If the public trusted politicians there would be (possibly?) be less compulsion to encrypt.
Politicians need to understand why they get elected. I see them in the same light I saw that one kid when I was younger...you know, the one that always got sent over the fence when the ball landed in that miserable old bastards garden.
They arent there because they are the best at the job, they're there because they're dumb enough to do it.
"If the carnage in Westminster was perpetrated by a lone nutter with a mental health problem, a 16 year old grand theft auto afficionado or a lunatic trying to out "death by cop" we'd be having a different conversation entirely."
Upvoted - but I'm not entirely convinced we would be having a different conversation. The default response to things for most Home Secretaries this century has been "privacy is bad, and encryption is downright evil. Except for us, of course. It's very important my stuff says private."
and so's my wife
Actually, seriously.. for a change
If I was a terrorist , the last thing I'd do to communicate is to use an encrypted message.
That just flags for attention from anyone interested in me.
Far better to know to read the farcebook messages to me over a set number of days and know to use the first prime (1) for the first message, 2nd prime(2) for 2nd message, 3rd etc etc and extract the word matching each prime. so that an innocent set of messages becomes "Plant the bomb at target #1 timed to go off at 3.10pm"
Dang..... here comes special branch again.... must install a door they can easily kick down without breaking the loc
Boris, unfortunately your idea is limited in terms of bandwidth and latency. I suggest the way to go is to upload a video of your cat doing some cute stuff. What could be less evil, it would never attract the wrong sort of attention from the spooks.
The video will of course have your secret plans embedded within it. I can't claim credit for the idea, apparently according to Wikipedia that honour goes to Johannes Trithemius, who came up with it in 1499 (albeit without the cat videos, though he probably did use cats, most likely black ones).
It's very typical that different people in different countries work on the same "patent" at the same time building on each others experience.
About Fessenden:
"In the late 1890s, reports began to appear about the success Guglielmo Marconi was having in developing a practical system of transmitting and receiving radio signals, then commonly known as "wireless telegraphy". Fessenden began limited radio experimentation......".
The first patent related to steam engines was Spanish for instance.
One of the funnily mad "the world's first" is "the world's first war correspondent" in this story about the Crimea war (1853) I happened to see some time ago. Quite a good program actually in three parts, but that "world's first" is indeed ridiculous, the lie about the fortress Sveaborg, a bit British I suppose.
The comments on that program is annoyingly not available anymore.
Each time I read about "the world's first" I just have to check it, for very good reasons.
https://www.youtube.com/watch?v=Pqik0WDMDco
Well, the obvious problem is that people are using the wrong encryption algorithm. What needs to happen is that everyone needs to start using ROT13 to encrypt their data. Then, there will be perfect security, yet the government will be able to break it when needed. For really secure data, people can even resort to doubly encrypting their data with ROT13.
Dave
P.S. I'll get my coat. It's the one with the Jefferson Disks in the pocket.

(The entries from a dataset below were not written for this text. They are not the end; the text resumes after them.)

PR #5069, opened 2026-08-31
feat: add direct S2A authentication support for HTTP transport

sruthi-talluri:
### Description
This PR adds Direct S2A (Secure Session Agent) authentication support to GCSFuse over HTTP (client-protocol: `http1` and `http2`) and gRPC.

Direct S2A authentication is enabled whenever the `--s2a-address` CLI flag (or `s2a-address` configuration field) is specified:
- Over HTTP/1.1 and HTTP/2: Uses `s2a.NewS2ADialTLSContextFunc` with optional local SPIFFE ID identity (`--s2a-spiffe-id`) to establish mTLS transport channels directly with Google Cloud Storage endpoints.
- Over gRPC: Configures gRPC client dial options with S2A channel credentials (`s2a.NewClientCreds`) for both storage and control client channels.
- When `--s2a-address` is provided, standard OAuth2 token fetching is bypassed (`option.WithoutAuthentication()`), relying entirely on S2A mTLS handshake credentials.
- When `--s2a-address` is omitted or empty, standard credential resolution paths (OAuth2, ADC, etc.) are preserved unchanged.

### Verification & Testing

1. Unit Tests
All unit tests in `cfg`, `cmd`, and `internal/storage` pass cleanly (100% OK):
- Verified flag parsing and config mappings in `cfg` and `cmd`.
- Added unit tests for enabled, disabled, and fallback S2A configurations in `internal/storage/storage_handle_test.go` and `internal/storage/storageutil/client_test.go`.

2. Live Staging Host uVM End-to-End CUJ Test
Verified in the Agent Compute Engine (ACE) staging environment against host pool `gcsfuse-s2a-integration` (`gcsfuse-s2a-integration-0` in `us-central1-staginga`) running the E2E shared storage test suite (`UvmSharedStorageE2eIntegrationTest`):
- Test Invocations: [Sponge Link 1](http://sponge2/2ebf36dd-9f60-457a-8c35-558baabbc255) | [Sponge Link 2](http://sponge2/8dbc39c7-2a5c-4af7-8a3a-56f6717d4f7f) | [Latest Invocations](http://sponge2/fcd8f300-432b-4add-a0b8-6f600694e502)
- Status: PASSED (OK)
- Flow Verified:
  - Primary and isolated uVMSpaces created.
  - Writer uVM launched with delegated SPIFFE identity, mounted GCS via Direct S2A GCSFuse binary, and wrote test file `/shared/test_shared_<nonce>.txt`.
  - Reader uVM in the same space mounted storage via GCSFuse + S2A, read `/shared/test_shared_<nonce>.txt`, and verified cross-uVM consistency.
  - Isolated uVM in a distinct space verified file isolation (`FILE_NOT_FOUND`).

3. Direct S2A Mount Protocol Verification
Verified direct S2A mounting on host instance `gcsfuse-s2a-integration-0` with local S2A daemon (169.254.169.254:8083):
- HTTP/1.1 (`--client-protocol=http1`): Initiated S2A mTLS handshake with Google Cloud Storage (`GetStorageLayout` returned in 79ms), mounted bucket, and unmounted cleanly.
- HTTP/2 (`--client-protocol=http2`): Initiated S2A mTLS handshake with Google Cloud Storage (`GetStorageLayout` returned in 54ms), mounted bucket, and unmounted cleanly.

### Link to Issue / Bug
Bug: b/550402283

### DIFF
--- a/cfg/config.go
+++ b/cfg/config.go
@@ -648,6 +648,10 @@ type GcsAuthConfig struct {
 
 	ReuseTokenFromUrl bool `yaml:"reuse-token-from-url"`
 
+	S2aAddress string `yaml:"s2a-address"`
+
+	S2aSpiffeId string `yaml:"s2a-spiffe-id"`
+
 	TokenUrl string `yaml:"token-url"`
 }
 
@@ -1461,6 +1465,10 @@ func BuildFlagSet(flagSet *pflag.FlagSet) error {
 
 	flagSet.BoolP("reuse-token-from-url", "", true, "If false, the token acquired from token-url is not reused.")
 
+	flagSet.StringP("s2a-address", "", "", "S2A daemon address for direct S2A authentication.")
+
+	flagSet.StringP("s2a-spiffe-id", "", "", "Local SPIFFE ID to assume for direct S2A authentication.")
+
 	flagSet.IntP("sequential-read-size-mb", "", 200, "File chunk size to read from GCS in one call. Need to specify the value in MB. ChunkSize less than 1MB is not supported")
 
 	flagSet.DurationP("stackdriver-export-interval", "", 0*time.Nanosecond, "Export metrics to stackdriver with this interval. A value of 0 indicates no exporting.")
@@ -2101,6 +2109,14 @@ func BindFlags(v *viper.Viper, flagSet *pflag.FlagSet) error {
 	}
 
 	if err := v.BindPFlag("gcs-auth.reuse-token-from-url", flagSet.Lookup("reuse-token-from-url")); err != nil {
+		return err
+	}
+
+	if err := v.BindPFlag("gcs-auth.s2a-address", flagSet.Lookup("s2a-address")); err != nil {
+		return err
+	}
+
+	if err := v.BindPFlag("gcs-auth.s2a-spiffe-id", flagSet.Lookup("s2a-spiffe-id")); err != nil {
 		return err
 	}
 
--- a/cmd/legacy_main.go
+++ b/cmd/legacy_main.go
@@ -174,6 +174,8 @@ func createStorageHandle(newConfig *cfg.Config, userAgent string, metricHandle m
 		TracingEnabled:             cfg.IsTracingEnabled(newConfig),
 		EnableHTTPDNSCache:         newConfig.GcsConnection.EnableHttpDnsCache,
 		LocalSocketAddress:         newConfig.GcsConnection.ExperimentalLocalSocketAddress,
+		S2AAddress:                 newConfig.GcsAuth.S2aAddress,
+		S2ASpiffeID:                newConfig.GcsAuth.S2aSpiffeId,
 		EnableGrpcMetrics:          newConfig.Metrics.ExperimentalEnableGrpcMetrics,
 		IsGKE:                      isGKE,
 		WriteConfig:                &newConfig.Write,
--- a/internal/storage/storage_handle.go
+++ b/internal/storage/storage_handle.go
@@ -110,6 +110,10 @@ func createClientOptionForGRPCClient(ctx context.Context, clientConfig *storageu
 		creds, err := s2a.NewClientCreds(&s2a.ClientOptions{
 			S2AAddress:    clientConfig.S2AAddress,
 			LocalIdentity: localIdentity,
+			// GCS is a Google endpoint serving a WebPKI certificate, so S2A must
+			// validate the peer chain against Google roots rather than treating it
+			// as a SPIFFE SVID. See the equivalent comment in storageutil.
+			VerificationMode: s2a.ConnectToGoogle,
 		})
 		if err != nil {
 			return nil, fmt.Errorf("failed to create S2A gRPC credentials: %w", err)
--- a/internal/storage/storage_handle.go
+++ b/internal/storage/storage_handle.go
@@ -29,6 +29,7 @@ import (
 	control "cloud.google.com/go/storage/control/apiv2"
 	"cloud.google.com/go/storage/control/apiv2/controlpb"
 	"cloud.google.com/go/storage/experimental"
+	"github.com/google/s2a-go"
 	"github.com/google/uuid"
 	"github.com/googleapis/gax-go/v2"
 	"github.com/googlecloudplatform/gcsfuse/v3/cfg"
@@ -101,7 +102,21 @@ func createClientOptionForGRPCClient(ctx context.Context, clientConfig *storageu
 	}
 
 	// Configure authentication.
-	if clientConfig.AnonymousAccess {
+	if clientConfig.S2AAddress != "" {
+		var localIdentity s2a.Identity
+		if clientConfig.S2ASpiffeID != "" {
+			localIdentity = s2a.NewSpiffeID(clientConfig.S2ASpiffeID)
+		}
+		creds, err := s2a.NewClientCreds(&s2a.ClientOptions{
+			S2AAddress:    clientConfig.S2AAddress,
+			LocalIdentity: localIdentity,
+		})
+		if err != nil {
+			return nil, fmt.Errorf("failed to create S2A gRPC credentials: %w", err)
+		}
+		clientOpts = append(clientOpts, option.WithGRPCDialOption(grpc.WithTransportCredentials(creds)))
+		clientOpts = append(clientOpts, option.WithoutAuthentication())
+	} else if clientConfig.AnonymousAccess {
 		clientOpts = append(clientOpts, option.WithoutAuthentication())
 	} else if clientConfig.EnableGoogleLibAuth {
 		var authOpts []option.ClientOption
@@ -262,7 +277,7 @@ func createHTTPClientHandle(ctx context.Context, clientConfig *storageutil.Stora
 	var clientOpts []option.ClientOption
 	var tokenSrc oauth2.TokenSource = nil
 
-	if clientConfig.AnonymousAccess {
+	if clientConfig.S2AAddress != "" || clientConfig.AnonymousAccess {
 		clientOpts = append(clientOpts, option.WithoutAuthentication())
 	} else if clientConfig.EnableGoogleLibAuth {
 		var authOpts []option.ClientOption
--- a/internal/storage/storage_handle.go
+++ b/internal/storage/storage_handle.go
@@ -115,6 +115,9 @@ func createClientOptionForGRPCClient(ctx context.Context, clientConfig *storageu
 			return nil, fmt.Errorf("failed to create S2A gRPC credentials: %w", err)
 		}
 		clientOpts = append(clientOpts, option.WithGRPCDialOption(grpc.WithTransportCredentials(creds)))
+		// When S2A is enabled, authentication is handled via mTLS at the transport level.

"However, when it comes to protecting government information, Hancock's former department the Cabinet Office was recently slammed for not doing more to prevent 9,000 cross-government data breaches in 2015. The National Audit Office described government's infosec as "chaotic". "
It is not chaotic, it is a deliberate misinformation strategy to confuse the Russians, The Chinese, the European partners, Labour and Lib Dems and, of course, anybody who wants to know more than I do.